Return, from the data below, each line that contains the word "This".

(Stored data entries)
•••••

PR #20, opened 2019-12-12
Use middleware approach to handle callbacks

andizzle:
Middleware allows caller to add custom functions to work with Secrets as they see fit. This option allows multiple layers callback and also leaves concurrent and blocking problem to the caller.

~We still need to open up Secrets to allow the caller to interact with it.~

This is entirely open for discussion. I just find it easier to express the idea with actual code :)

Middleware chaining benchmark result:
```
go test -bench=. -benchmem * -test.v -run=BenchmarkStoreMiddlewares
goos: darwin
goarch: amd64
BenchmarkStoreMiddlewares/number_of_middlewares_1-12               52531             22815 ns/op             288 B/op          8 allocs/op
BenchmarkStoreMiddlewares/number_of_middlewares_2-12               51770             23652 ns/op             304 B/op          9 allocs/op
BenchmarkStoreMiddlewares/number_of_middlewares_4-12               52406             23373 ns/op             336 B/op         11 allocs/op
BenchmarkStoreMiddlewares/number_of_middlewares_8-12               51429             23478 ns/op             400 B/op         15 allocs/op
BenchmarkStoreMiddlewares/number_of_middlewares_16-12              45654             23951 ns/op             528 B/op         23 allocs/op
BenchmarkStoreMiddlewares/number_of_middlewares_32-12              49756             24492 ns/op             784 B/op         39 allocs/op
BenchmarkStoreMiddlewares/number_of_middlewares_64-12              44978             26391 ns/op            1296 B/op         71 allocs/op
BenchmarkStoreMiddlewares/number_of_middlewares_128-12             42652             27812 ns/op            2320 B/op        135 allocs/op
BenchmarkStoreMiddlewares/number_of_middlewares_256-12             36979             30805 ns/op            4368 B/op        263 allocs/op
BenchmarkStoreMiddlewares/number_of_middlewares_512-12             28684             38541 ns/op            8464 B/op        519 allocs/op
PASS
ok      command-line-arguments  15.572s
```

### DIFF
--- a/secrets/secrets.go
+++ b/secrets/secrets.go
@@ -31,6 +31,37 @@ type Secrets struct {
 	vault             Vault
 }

•••••

» **The answer**:
Middleware allows caller to add custom functions to work with Secrets as they see fit. This option allows multiple layers callback and also leaves concurrent and blocking problem to the caller.
This is entirely open for discussion. I just find it easier to express the idea with actual code :)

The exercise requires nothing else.